● **Given data**:
┄┄┄┄┄┄┄┄┄┄┄┄┄┄┄┄┄┄┄┄
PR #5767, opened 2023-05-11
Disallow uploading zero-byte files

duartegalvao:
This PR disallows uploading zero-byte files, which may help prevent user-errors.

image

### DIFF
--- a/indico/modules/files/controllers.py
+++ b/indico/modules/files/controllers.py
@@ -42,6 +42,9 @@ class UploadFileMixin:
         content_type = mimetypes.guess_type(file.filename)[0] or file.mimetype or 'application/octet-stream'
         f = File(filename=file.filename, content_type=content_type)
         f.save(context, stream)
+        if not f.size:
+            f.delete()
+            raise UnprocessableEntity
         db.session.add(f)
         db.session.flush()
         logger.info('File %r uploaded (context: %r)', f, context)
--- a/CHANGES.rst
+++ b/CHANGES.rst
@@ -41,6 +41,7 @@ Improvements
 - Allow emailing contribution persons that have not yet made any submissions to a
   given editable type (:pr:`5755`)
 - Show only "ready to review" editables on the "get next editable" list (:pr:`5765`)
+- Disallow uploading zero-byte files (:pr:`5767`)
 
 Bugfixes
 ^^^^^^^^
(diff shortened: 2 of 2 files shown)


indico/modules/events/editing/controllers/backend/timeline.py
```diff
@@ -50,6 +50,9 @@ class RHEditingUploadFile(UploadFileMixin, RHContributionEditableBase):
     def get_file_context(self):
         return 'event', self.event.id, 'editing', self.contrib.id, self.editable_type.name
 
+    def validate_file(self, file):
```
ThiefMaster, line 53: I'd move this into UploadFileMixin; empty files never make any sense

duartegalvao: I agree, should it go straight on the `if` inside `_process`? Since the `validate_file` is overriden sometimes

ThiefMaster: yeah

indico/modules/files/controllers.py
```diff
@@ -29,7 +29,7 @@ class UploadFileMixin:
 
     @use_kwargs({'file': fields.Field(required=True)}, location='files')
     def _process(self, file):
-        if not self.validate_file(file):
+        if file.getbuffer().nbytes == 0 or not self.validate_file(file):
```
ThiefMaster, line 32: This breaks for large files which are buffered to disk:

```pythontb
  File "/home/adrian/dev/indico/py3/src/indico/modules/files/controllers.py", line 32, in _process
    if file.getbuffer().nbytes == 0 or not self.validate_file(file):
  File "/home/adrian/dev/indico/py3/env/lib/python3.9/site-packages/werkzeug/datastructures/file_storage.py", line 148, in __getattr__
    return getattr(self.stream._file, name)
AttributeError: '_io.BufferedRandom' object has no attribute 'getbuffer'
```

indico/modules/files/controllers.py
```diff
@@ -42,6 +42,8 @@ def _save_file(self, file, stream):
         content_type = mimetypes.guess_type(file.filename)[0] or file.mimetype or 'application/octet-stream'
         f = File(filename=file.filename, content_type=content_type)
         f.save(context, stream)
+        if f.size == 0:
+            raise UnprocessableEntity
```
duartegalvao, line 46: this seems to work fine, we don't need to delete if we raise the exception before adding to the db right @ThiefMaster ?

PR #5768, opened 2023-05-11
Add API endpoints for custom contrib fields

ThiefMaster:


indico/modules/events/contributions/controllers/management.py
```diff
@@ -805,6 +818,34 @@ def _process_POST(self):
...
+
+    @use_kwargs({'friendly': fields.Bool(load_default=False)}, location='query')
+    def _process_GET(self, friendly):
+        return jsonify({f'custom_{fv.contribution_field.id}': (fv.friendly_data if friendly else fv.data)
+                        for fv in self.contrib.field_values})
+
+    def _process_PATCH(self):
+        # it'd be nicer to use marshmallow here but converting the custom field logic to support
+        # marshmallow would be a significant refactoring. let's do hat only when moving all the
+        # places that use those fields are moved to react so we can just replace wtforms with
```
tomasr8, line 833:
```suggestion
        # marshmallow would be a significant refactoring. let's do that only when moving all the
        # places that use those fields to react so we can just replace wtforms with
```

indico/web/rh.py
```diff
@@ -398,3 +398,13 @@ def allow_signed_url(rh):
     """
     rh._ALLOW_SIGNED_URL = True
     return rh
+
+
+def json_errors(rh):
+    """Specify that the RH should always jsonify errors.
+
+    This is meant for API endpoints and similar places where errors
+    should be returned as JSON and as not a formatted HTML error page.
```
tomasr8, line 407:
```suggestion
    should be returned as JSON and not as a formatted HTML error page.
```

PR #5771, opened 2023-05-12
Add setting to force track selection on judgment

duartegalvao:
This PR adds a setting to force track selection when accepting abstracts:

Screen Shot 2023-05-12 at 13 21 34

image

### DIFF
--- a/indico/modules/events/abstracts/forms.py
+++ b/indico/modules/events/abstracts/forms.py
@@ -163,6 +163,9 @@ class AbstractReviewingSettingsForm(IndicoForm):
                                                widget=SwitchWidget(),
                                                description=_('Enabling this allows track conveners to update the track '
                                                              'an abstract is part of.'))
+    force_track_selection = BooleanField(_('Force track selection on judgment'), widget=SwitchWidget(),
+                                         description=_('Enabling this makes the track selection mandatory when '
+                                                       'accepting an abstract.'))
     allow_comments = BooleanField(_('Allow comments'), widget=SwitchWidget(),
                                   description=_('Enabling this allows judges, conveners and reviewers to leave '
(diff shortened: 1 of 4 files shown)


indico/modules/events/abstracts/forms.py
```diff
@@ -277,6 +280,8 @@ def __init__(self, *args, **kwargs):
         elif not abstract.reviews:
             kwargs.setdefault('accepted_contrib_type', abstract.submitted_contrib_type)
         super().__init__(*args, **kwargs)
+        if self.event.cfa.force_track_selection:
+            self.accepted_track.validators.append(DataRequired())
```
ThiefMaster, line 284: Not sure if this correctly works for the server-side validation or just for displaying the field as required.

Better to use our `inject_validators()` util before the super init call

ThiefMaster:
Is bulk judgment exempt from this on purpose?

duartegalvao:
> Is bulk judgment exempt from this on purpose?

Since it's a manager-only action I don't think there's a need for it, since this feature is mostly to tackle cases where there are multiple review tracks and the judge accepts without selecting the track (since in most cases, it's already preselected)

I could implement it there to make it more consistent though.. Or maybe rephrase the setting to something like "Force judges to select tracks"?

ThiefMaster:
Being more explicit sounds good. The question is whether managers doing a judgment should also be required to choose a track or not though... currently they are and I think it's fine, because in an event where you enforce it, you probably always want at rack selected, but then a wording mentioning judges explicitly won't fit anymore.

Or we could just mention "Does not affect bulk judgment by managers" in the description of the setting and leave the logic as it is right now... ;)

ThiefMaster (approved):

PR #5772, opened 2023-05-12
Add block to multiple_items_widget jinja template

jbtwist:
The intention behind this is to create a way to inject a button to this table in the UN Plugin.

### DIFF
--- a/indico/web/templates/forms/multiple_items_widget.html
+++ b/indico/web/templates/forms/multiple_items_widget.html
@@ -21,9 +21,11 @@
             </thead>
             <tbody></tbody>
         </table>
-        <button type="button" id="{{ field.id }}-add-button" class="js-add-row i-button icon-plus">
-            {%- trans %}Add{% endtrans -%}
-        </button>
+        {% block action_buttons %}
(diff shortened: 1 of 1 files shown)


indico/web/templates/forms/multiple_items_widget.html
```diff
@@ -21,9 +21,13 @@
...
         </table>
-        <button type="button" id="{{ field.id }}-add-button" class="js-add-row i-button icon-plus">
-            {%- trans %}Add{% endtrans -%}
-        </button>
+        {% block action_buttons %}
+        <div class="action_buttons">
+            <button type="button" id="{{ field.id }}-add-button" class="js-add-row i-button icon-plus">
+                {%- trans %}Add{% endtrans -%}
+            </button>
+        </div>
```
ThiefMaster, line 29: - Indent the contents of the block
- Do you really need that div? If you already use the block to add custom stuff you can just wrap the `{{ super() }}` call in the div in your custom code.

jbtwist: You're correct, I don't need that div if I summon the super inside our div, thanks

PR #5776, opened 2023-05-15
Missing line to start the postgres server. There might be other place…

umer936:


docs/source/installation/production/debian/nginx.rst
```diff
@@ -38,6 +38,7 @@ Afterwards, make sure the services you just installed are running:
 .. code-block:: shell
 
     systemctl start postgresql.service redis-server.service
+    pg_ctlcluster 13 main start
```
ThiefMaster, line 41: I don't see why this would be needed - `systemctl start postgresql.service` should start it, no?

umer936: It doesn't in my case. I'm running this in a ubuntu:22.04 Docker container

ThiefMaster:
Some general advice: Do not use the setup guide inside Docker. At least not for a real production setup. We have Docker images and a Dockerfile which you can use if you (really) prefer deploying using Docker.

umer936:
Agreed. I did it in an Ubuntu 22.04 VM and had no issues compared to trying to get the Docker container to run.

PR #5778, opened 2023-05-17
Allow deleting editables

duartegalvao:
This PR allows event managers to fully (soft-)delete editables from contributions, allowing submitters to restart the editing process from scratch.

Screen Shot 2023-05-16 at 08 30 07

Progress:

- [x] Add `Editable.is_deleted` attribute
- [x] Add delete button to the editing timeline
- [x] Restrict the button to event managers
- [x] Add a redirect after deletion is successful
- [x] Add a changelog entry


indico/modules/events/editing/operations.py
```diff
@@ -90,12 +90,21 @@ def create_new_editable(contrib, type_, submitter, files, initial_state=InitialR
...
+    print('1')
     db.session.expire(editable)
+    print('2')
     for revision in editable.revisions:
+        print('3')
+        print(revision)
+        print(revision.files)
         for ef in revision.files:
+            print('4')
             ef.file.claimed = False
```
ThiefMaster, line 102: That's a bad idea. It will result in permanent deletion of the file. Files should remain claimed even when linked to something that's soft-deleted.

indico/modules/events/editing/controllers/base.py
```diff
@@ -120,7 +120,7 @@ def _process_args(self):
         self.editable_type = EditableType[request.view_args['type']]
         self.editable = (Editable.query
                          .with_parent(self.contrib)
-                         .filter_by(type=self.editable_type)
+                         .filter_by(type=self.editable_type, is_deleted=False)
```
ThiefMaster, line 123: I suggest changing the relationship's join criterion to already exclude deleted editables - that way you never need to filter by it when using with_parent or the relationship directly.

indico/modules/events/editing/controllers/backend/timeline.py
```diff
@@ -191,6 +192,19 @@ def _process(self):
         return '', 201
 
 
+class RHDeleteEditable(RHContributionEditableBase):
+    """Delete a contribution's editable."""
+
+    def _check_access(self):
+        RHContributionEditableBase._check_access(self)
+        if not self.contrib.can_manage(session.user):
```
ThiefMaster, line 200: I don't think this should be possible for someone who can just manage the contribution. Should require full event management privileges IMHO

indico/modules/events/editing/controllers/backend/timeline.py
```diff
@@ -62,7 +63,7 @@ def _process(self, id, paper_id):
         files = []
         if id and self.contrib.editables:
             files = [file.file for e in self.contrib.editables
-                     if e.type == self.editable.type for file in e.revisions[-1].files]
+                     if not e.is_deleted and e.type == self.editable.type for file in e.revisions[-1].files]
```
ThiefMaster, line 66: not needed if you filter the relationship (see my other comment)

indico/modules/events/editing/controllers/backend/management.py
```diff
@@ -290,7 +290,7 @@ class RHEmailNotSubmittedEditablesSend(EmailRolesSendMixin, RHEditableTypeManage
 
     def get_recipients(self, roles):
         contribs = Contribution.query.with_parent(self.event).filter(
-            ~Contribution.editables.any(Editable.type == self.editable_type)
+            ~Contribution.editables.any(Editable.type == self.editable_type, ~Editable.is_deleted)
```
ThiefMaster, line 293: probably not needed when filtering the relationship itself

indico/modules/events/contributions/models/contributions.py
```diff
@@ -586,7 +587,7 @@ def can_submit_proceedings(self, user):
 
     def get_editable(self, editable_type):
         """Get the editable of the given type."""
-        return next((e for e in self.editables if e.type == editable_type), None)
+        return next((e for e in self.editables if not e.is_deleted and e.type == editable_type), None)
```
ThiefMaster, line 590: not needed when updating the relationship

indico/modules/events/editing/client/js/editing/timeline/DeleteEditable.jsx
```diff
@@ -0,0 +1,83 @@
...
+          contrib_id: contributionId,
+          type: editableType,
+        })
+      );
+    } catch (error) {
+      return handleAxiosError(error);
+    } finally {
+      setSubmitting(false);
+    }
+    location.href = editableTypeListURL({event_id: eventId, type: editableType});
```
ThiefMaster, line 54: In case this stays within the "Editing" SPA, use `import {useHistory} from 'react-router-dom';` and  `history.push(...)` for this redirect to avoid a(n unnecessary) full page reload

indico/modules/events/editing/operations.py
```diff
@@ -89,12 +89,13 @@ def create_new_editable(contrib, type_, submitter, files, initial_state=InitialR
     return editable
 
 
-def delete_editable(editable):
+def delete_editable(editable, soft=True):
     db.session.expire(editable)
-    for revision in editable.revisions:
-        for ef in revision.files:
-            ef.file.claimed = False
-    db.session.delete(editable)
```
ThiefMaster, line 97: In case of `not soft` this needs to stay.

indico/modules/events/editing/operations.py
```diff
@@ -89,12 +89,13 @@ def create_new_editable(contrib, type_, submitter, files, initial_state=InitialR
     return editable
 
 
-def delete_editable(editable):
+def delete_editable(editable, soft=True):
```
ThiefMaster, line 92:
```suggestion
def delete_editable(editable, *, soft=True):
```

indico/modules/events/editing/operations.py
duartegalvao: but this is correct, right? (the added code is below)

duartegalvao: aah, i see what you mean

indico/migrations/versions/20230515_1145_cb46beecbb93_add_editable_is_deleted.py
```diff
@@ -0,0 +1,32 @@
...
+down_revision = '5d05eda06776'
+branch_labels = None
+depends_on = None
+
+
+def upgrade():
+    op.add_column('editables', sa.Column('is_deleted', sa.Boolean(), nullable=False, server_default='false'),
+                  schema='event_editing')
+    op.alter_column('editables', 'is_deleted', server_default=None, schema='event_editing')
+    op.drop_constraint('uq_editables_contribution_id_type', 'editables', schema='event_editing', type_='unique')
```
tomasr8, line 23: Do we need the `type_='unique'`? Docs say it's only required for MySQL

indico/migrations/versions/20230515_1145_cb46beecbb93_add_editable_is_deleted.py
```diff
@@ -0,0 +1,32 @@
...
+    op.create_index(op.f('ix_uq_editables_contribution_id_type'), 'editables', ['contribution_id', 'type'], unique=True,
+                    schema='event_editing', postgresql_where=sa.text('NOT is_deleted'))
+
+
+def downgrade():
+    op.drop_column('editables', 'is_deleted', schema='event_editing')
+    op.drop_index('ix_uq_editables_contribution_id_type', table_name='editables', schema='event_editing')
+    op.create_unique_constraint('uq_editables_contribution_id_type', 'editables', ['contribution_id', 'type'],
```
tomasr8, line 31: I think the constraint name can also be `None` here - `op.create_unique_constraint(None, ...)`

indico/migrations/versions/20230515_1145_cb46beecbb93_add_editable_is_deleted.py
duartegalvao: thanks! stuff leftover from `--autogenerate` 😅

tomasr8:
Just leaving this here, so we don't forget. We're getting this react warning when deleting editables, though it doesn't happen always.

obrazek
┄┄┄┄┄┄┄┄┄┄┄┄┄┄┄┄┄┄┄┄
The reply should hold only the lines from the beginning of the listing above through the line with "-42,6 +42,9 @@", each one written exactly as it appears.

● **Output below**:
PR #5767, opened 2023-05-11
Disallow uploading zero-byte files

duartegalvao:
This PR disallows uploading zero-byte files, which may help prevent user-errors.

image

### DIFF
--- a/indico/modules/files/controllers.py
+++ b/indico/modules/files/controllers.py
@@ -42,6 +42,9 @@ class UploadFileMixin:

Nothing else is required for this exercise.